Set down the full data below exactly as given, please.

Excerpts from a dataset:

------------------------------------------------------------------------

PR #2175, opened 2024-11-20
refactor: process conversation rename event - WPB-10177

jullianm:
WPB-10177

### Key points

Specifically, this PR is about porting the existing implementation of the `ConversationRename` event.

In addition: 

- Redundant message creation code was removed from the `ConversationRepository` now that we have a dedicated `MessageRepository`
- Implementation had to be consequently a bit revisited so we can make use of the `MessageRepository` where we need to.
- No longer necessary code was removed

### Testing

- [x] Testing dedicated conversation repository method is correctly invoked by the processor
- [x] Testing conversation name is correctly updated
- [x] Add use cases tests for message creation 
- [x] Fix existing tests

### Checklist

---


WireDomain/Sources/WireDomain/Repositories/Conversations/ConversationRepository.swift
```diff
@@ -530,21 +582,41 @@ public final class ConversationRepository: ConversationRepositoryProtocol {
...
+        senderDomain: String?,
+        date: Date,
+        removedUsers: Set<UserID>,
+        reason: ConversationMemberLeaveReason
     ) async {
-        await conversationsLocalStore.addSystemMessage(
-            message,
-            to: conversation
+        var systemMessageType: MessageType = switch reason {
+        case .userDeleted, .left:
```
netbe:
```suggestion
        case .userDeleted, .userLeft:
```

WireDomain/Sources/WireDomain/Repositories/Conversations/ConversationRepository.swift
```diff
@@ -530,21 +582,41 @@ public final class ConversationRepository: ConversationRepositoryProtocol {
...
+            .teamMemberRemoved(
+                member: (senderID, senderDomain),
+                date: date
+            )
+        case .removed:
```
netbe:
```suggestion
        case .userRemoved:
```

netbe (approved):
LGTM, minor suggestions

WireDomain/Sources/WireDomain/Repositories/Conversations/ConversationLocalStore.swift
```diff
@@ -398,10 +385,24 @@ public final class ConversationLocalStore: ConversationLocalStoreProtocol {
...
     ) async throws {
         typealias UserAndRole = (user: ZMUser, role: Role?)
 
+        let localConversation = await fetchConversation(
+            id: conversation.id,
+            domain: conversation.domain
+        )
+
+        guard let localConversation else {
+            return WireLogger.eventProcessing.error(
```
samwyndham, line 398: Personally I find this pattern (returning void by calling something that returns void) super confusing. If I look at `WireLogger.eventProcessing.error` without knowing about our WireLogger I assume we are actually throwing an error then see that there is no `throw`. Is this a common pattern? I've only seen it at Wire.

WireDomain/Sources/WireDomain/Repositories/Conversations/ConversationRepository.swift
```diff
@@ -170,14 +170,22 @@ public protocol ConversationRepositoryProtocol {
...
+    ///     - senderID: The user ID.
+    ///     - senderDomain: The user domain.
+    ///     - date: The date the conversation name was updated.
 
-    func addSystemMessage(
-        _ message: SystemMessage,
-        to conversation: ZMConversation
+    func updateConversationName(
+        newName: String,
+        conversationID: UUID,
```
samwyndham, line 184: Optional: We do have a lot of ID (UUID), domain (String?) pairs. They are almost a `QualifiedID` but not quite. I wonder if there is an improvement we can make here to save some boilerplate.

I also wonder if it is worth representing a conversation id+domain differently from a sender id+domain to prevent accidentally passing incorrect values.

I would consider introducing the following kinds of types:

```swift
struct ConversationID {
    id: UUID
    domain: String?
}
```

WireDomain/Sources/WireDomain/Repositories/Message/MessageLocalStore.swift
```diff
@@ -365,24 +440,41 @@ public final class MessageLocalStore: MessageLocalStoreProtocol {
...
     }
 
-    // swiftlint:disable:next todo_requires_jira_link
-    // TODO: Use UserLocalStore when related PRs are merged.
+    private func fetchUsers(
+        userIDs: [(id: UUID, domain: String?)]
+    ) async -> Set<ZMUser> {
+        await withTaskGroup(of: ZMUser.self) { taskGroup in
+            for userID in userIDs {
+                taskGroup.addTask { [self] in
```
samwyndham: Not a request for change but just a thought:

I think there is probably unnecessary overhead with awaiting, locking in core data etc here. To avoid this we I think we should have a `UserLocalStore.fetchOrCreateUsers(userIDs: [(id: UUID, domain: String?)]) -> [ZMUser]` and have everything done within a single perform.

------------------------------------------------------------------------

◆ Task result:
PR #2175, opened 2024-11-20
refactor: process conversation rename event - WPB-10177

jullianm:
WPB-10177

### Key points

Specifically, this PR is about porting the existing implementation of the `ConversationRename` event.

In addition: 

- Redundant message creation code was removed from the `ConversationRepository` now that we have a dedicated `MessageRepository`
- Implementation had to be consequently a bit revisited so we can make use of the `MessageRepository` where we need to.
- No longer necessary code was removed

### Testing

- [x] Testing dedicated conversation repository method is correctly invoked by the processor
- [x] Testing conversation name is correctly updated
- [x] Add use cases tests for message creation 
- [x] Fix existing tests

### Checklist

---


WireDomain/Sources/WireDomain/Repositories/Conversations/ConversationRepository.swift
```diff
@@ -530,21 +582,41 @@ public final class ConversationRepository: ConversationRepositoryProtocol {
...
+        senderDomain: String?,
+        date: Date,
+        removedUsers: Set<UserID>,
+        reason: ConversationMemberLeaveReason
     ) async {
-        await conversationsLocalStore.addSystemMessage(
-            message,
-            to: conversation
+        var systemMessageType: MessageType = switch reason {
+        case .userDeleted, .left:
```
netbe:
```suggestion
        case .userDeleted, .userLeft:
```

WireDomain/Sources/WireDomain/Repositories/Conversations/ConversationRepository.swift
```diff
@@ -530,21 +582,41 @@ public final class ConversationRepository: ConversationRepositoryProtocol {
...
+            .teamMemberRemoved(
+                member: (senderID, senderDomain),
+                date: date
+            )
+        case .removed:
```
netbe:
```suggestion
        case .userRemoved:
```

netbe (approved):
LGTM, minor suggestions

WireDomain/Sources/WireDomain/Repositories/Conversations/ConversationLocalStore.swift
```diff
@@ -398,10 +385,24 @@ public final class ConversationLocalStore: ConversationLocalStoreProtocol {
...
     ) async throws {
         typealias UserAndRole = (user: ZMUser, role: Role?)
 
+        let localConversation = await fetchConversation(
+            id: conversation.id,
+            domain: conversation.domain
+        )
+
+        guard let localConversation else {
+            return WireLogger.eventProcessing.error(
```
samwyndham, line 398: Personally I find this pattern (returning void by calling something that returns void) super confusing. If I look at `WireLogger.eventProcessing.error` without knowing about our WireLogger I assume we are actually throwing an error then see that there is no `throw`. Is this a common pattern? I've only seen it at Wire.

WireDomain/Sources/WireDomain/Repositories/Conversations/ConversationRepository.swift
```diff
@@ -170,14 +170,22 @@ public protocol ConversationRepositoryProtocol {
...
+    ///     - senderID: The user ID.
+    ///     - senderDomain: The user domain.
+    ///     - date: The date the conversation name was updated.
 
-    func addSystemMessage(
-        _ message: SystemMessage,
-        to conversation: ZMConversation
+    func updateConversationName(
+        newName: String,
+        conversationID: UUID,
```
samwyndham, line 184: Optional: We do have a lot of ID (UUID), domain (String?) pairs. They are almost a `QualifiedID` but not quite. I wonder if there is an improvement we can make here to save some boilerplate.

I also wonder if it is worth representing a conversation id+domain differently from a sender id+domain to prevent accidentally passing incorrect values.

I would consider introducing the following kinds of types:

```swift
struct ConversationID {
    id: UUID
    domain: String?
}
```

WireDomain/Sources/WireDomain/Repositories/Message/MessageLocalStore.swift
```diff
@@ -365,24 +440,41 @@ public final class MessageLocalStore: MessageLocalStoreProtocol {
...
     }
 
-    // swiftlint:disable:next todo_requires_jira_link
-    // TODO: Use UserLocalStore when related PRs are merged.
+    private func fetchUsers(
+        userIDs: [(id: UUID, domain: String?)]
+    ) async -> Set<ZMUser> {
+        await withTaskGroup(of: ZMUser.self) { taskGroup in
+            for userID in userIDs {
+                taskGroup.addTask { [self] in
```
samwyndham: Not a request for change but just a thought:

I think there is probably unnecessary overhead with awaiting, locking in core data etc here. To avoid this we I think we should have a `UserLocalStore.fetchOrCreateUsers(userIDs: [(id: UUID, domain: String?)]) -> [ZMUser]` and have everything done within a single perform.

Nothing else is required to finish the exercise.